What else does the planned technology depend on?
A biorefinery differs from a conventional pulp mill in obtaining other products in addition to cellulose. This also presumes changes compared to conventional pulping process. Currently, the exact product portfolio`s development and coordination with the project`s potential financers is underway. Accompanying products, including by-products, can only be produced if there is a market for them and suitable cooperation partners are found for marketing.
In addition to pulp, the refinery`s product portfolio will include dissolving pulp. This means that the manufacturing process must include a stage where the hemicellulose in the wood is separated with hydrolysis before cooking the pulp.
How will the impact assessment influence the planned refinery?
In the initial, more general stages, the focus will be on strategically significant issues and alternative development scenarios will be assessed. In this stage, it is enough to know what the main concept of utilised technology will be. Economic and socio-cultural impact assessment is very important, including ascertaining social expectations for the location and operation of the biorefinery by explaining different development scenarios; the process should also provide information on what is the acceptable technological design threshold. For example, odour: according to environmental permits, Finnish Metsä group`s Äänekoski bioproduct mill`s so-called odour-proof level is 95 per cent (the new mill was built to replace an existing mill), In the Finnish city of Kuopio, in FinnPulp mill`s integrated permit, it is 98 per cent (new mill next to the university town). The plan is to design the Est-For mill with a triple collection and disposal system for unpleasant odour, which guarantees that 99 per cent of the time, there is no emission of smell. After the location has been decided, assessment of the project with the level of detail of environmental impact will take place.
During this process, different alternatives will be considered, which involves comparative assessment of impacts. In my experience as a leading expert, there are usually three: first, the option preferred by the developer, then the option that the mill will not be built and if necessary, the option will be included in the assessment where the volume of the planned activities is restricted or a different technology is utilised to mitigate the significant environmental impact that may be involved.

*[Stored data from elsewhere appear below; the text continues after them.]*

PR #323, opened 2019-11-18
Skip to write http metadata for some types of the files

sswguo:
Not sure if it's worth to generate a config for this and then accept it from the client(Indy).

### DIFF
--- a/transports/httpclient/src/main/java/org/commonjava/maven/galley/transport/htcli/internal/AbstractHttpJob.java
+++ b/transports/httpclient/src/main/java/org/commonjava/maven/galley/transport/htcli/internal/AbstractHttpJob.java
@@ -189,6 +189,12 @@ public abstract class AbstractHttpJob
             return;
         }
 
+        if ( target.getPath().endsWith( ".md5" ) || target.getPath().endsWith(".sha1") )
+        {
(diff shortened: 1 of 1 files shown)


transports/httpclient/src/main/java/org/commonjava/maven/galley/transport/htcli/internal/AbstractHttpJob.java
```diff
@@ -189,6 +189,12 @@ private void writeMetadata( final Transfer target, final ObjectMapper mapper )
             return;
         }
 
+        if ( target.getPath().endsWith( ".md5" ) || target.getPath().endsWith(".sha1") )
```
ruhan1: Maybe also sha256, sha512, etc. Galley a AbstractChecksumGeneratorFactory and a few impl classes. Each impl class has a fileExtension. I think maybe we shuld share something instead of hardcoding them here?

ruhan1: Maybe create an enum of checksums and save the file ext together. And use them elsewhere.

sswguo: Ah, see. Good to know that we have the impl classes, i will see how to do it later. thanks.

PR #329, opened 2020-02-03
Add the arg packageType for the method getSpecialPathInfo

sswguo:
Adding the arg pkgType to support to query npm.


ligangty:
One question here. Seems this pr only provide a signature but not the real logic for the type-specified special path getting. Do we have any attention here for differeces between maven and npm for special path getting? After all we have MavenSpecialPathSets and NPMSpecialPathSets already.

sswguo:
> One question here. Seems this pr only provide a signature but not the real logic for the type-specified special path getting. Do we have any attention here for differeces between maven and npm for special path getting? After all we have MavenSpecialPathSets and NPMSpecialPathSets already.

We actually need to get the specialPathInfos from either MavenSpecialPathSets or NPMSpecialPathSets, passing the arg pkgType is trying to identify the specific sets when I learning from the code, lines around as follows:

https://github.com/Commonjava/galley/blob/master/core/src/main/java/org/commonjava/maven/galley/io/SpecialPathManagerImpl.java#L199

The final technological solution for the mill that an integrated environmental permit will be applied for, depends on the outcomes of the impact assessment process – input is given to draw up the technical project, i.e. if necessary, the previously submitted project is corrected and specified in conformity with the additional restrictions that emerged from the environmental impact assessment process.
Building a new mill cannot mimic any existing mill – a significant part of the environmental permit derives from the environmental conditions in the exact location. Also, the national legislative differences must be followed. In water sector, Estonian legislation is much stricter than EU directives. Over time BAT requirements are reviewed and after new requirements are adopted, the built mills have four years to apply the new requirements. Therefore, it is not appropriate to assume that the developer will automatically choose the cheapest solution according to the valid BAT or copy the solution from somewhere else.